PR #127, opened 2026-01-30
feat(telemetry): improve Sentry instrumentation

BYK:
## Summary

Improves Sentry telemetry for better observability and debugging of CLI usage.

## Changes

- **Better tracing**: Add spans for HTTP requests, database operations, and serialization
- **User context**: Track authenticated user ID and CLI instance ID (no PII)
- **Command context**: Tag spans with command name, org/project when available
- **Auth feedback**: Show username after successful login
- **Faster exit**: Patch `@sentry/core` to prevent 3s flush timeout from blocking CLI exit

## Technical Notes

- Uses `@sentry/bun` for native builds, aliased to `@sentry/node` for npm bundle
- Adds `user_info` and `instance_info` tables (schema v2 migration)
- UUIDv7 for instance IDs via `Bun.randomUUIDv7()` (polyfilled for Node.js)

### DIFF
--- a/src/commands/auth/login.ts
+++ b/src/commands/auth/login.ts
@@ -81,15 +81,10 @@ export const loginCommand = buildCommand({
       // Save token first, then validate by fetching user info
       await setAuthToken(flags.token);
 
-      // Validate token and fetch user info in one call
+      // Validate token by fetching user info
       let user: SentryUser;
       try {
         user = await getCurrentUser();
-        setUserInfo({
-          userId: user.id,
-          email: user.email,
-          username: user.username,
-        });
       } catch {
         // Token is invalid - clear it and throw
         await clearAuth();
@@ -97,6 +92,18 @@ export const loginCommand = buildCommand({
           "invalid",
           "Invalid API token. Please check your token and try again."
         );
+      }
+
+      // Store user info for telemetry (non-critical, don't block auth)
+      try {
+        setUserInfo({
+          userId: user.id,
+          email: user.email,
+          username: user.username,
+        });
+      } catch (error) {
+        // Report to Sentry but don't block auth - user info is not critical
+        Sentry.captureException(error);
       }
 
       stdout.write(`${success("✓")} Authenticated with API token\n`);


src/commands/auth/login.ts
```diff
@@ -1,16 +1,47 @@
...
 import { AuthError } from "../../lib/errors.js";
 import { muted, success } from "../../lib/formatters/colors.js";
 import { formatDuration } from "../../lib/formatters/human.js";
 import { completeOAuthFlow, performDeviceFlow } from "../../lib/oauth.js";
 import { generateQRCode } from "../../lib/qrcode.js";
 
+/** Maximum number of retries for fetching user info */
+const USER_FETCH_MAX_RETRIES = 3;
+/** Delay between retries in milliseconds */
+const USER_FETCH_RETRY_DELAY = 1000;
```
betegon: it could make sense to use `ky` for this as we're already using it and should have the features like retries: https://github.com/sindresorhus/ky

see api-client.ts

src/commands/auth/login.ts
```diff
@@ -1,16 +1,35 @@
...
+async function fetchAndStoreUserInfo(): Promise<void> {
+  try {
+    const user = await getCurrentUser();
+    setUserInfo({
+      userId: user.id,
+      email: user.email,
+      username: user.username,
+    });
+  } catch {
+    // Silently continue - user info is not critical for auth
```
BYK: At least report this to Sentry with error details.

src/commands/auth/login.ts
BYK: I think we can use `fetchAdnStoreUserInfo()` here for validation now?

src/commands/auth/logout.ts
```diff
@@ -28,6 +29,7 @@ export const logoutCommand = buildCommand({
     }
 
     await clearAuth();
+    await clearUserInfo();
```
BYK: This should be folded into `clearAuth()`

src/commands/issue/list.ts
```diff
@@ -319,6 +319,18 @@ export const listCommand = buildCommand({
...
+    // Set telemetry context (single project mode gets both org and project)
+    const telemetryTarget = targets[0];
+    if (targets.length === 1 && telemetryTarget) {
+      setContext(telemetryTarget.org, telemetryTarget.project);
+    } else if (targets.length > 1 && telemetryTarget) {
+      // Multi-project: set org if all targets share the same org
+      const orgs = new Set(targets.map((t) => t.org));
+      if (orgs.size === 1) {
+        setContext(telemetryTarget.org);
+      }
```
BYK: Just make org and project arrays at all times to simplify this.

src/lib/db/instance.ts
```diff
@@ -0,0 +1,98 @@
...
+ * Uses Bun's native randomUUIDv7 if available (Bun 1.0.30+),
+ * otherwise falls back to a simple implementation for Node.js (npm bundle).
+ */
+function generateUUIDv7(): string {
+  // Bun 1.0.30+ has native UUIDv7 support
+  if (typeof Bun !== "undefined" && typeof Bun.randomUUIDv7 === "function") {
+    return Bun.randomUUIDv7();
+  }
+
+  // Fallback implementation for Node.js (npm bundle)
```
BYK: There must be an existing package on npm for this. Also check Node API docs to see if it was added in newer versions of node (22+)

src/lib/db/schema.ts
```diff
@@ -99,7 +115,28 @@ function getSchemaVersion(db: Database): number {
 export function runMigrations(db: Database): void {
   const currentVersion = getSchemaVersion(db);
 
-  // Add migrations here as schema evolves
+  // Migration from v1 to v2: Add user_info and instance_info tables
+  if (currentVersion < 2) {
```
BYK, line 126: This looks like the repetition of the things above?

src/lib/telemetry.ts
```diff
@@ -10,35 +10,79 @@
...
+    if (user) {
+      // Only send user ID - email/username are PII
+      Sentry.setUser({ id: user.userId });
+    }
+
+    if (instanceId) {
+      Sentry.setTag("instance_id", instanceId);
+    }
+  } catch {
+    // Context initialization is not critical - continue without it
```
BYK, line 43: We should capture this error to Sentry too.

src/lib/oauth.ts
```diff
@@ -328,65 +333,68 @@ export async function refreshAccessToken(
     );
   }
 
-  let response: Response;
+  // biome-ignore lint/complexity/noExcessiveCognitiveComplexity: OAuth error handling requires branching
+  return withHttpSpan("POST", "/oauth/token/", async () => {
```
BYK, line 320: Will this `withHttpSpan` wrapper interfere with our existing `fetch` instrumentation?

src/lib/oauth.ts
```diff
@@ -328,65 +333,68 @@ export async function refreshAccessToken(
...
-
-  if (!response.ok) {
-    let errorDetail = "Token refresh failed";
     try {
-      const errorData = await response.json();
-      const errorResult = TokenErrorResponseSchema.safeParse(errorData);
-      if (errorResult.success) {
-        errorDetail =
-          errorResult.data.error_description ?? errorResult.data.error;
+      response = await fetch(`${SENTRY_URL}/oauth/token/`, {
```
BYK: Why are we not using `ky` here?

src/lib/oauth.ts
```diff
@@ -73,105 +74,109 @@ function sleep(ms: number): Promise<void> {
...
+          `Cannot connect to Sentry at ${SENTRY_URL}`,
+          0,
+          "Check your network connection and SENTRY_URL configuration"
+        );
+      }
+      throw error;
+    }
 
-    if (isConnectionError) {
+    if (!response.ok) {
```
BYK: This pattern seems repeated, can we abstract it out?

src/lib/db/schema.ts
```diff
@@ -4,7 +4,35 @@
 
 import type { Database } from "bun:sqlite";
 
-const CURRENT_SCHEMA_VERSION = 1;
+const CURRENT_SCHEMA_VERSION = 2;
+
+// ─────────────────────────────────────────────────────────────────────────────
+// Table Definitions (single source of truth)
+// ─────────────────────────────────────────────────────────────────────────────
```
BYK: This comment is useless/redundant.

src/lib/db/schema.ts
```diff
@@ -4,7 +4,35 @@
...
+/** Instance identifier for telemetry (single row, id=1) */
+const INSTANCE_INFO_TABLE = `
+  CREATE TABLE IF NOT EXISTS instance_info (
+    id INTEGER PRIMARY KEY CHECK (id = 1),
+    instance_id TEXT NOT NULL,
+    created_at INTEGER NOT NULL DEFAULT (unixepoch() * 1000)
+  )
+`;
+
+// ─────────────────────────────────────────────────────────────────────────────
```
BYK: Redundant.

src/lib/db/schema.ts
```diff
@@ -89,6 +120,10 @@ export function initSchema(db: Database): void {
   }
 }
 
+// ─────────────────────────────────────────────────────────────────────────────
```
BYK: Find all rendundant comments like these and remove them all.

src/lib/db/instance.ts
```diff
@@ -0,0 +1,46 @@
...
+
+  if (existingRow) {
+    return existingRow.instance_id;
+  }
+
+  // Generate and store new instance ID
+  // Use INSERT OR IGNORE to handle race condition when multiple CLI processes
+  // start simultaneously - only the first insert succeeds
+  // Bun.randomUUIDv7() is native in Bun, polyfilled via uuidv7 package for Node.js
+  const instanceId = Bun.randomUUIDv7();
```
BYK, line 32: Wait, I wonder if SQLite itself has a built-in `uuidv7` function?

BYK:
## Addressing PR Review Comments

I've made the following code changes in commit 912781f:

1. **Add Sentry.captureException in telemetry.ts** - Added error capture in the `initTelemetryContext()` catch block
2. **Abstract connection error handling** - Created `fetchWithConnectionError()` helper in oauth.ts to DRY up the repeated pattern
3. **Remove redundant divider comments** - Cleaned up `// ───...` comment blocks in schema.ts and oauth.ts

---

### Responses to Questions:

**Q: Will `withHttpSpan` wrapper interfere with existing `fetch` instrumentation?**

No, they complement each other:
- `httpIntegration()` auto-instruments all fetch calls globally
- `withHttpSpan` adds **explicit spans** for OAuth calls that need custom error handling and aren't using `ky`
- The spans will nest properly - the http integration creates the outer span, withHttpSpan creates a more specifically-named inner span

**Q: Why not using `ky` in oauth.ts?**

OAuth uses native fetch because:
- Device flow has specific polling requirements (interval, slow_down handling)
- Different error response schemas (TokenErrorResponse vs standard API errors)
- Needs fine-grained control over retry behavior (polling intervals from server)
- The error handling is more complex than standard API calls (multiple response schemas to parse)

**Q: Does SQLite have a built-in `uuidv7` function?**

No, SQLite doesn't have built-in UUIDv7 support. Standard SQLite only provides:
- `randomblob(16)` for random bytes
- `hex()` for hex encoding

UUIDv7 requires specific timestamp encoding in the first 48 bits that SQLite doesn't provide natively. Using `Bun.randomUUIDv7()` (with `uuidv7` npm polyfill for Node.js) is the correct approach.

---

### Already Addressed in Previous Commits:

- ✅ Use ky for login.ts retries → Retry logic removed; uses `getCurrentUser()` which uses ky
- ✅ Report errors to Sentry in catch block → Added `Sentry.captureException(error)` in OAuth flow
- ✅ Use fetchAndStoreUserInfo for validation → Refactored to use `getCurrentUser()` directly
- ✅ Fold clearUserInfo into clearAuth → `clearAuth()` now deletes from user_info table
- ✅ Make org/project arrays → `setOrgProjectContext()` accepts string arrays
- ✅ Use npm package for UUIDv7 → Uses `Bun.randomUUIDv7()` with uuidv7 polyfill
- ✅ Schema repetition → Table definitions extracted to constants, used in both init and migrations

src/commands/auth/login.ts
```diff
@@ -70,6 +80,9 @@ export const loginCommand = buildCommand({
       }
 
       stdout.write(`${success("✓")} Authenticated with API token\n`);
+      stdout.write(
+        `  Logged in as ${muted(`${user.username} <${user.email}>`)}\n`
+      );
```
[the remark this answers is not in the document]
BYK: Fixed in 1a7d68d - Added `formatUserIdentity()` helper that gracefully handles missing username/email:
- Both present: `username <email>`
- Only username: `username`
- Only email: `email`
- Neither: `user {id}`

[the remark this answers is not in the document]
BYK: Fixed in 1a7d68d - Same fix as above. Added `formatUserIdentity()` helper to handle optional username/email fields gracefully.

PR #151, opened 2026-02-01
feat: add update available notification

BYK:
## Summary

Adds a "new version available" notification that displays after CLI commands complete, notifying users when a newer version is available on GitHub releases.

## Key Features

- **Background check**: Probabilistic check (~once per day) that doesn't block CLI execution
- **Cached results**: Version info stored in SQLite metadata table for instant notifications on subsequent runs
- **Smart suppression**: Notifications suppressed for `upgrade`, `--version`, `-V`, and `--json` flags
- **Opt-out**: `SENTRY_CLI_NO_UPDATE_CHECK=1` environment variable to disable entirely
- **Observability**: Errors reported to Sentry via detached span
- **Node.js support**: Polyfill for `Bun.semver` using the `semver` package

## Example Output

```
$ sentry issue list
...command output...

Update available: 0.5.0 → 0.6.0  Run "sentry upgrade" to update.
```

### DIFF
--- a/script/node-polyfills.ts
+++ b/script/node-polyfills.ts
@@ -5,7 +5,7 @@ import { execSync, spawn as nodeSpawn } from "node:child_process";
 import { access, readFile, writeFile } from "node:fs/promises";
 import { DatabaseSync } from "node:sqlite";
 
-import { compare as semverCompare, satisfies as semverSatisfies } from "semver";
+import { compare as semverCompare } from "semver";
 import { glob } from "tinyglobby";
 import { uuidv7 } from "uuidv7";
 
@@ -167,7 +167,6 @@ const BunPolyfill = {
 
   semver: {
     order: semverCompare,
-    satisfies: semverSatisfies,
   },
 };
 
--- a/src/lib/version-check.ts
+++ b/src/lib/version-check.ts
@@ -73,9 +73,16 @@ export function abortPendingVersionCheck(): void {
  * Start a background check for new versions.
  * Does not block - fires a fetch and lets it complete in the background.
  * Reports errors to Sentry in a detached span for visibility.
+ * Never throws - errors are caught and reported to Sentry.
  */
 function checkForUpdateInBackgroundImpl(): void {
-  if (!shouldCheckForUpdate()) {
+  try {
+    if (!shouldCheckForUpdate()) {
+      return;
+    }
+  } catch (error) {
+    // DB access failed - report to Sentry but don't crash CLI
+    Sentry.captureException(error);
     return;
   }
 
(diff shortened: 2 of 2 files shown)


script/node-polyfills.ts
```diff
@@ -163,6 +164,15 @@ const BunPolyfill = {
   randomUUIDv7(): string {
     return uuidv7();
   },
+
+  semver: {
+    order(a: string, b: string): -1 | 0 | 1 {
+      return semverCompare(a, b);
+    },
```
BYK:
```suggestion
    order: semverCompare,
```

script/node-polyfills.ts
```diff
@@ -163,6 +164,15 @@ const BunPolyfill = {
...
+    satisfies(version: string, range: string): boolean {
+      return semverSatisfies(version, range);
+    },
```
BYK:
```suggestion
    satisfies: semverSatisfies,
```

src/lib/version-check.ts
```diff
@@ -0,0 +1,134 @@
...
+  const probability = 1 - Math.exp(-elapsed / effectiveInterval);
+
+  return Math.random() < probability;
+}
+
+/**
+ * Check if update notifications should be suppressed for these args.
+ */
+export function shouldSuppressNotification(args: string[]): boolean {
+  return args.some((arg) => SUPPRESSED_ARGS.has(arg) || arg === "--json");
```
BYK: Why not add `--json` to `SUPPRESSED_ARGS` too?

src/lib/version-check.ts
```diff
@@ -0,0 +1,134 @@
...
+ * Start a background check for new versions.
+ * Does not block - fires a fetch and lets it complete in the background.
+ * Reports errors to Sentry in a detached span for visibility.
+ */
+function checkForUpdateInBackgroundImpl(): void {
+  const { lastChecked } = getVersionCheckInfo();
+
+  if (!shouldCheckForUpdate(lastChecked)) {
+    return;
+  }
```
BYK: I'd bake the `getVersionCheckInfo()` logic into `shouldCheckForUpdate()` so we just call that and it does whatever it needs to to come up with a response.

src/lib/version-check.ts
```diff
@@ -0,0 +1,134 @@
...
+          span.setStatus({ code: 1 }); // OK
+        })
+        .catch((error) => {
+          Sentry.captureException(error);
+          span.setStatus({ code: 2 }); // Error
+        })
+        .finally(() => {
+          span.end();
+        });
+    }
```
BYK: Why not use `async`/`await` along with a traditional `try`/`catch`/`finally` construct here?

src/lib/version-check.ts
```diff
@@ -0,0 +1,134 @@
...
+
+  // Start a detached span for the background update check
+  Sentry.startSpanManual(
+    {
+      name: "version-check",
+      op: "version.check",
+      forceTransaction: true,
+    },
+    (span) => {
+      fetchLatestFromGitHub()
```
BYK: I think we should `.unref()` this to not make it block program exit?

++++++++++++++++++++

*What the task requires*: Please find every line in the records above that holds the word "issue" and copy it.

*Answer space*:
src/commands/issue/list.ts
$ sentry issue list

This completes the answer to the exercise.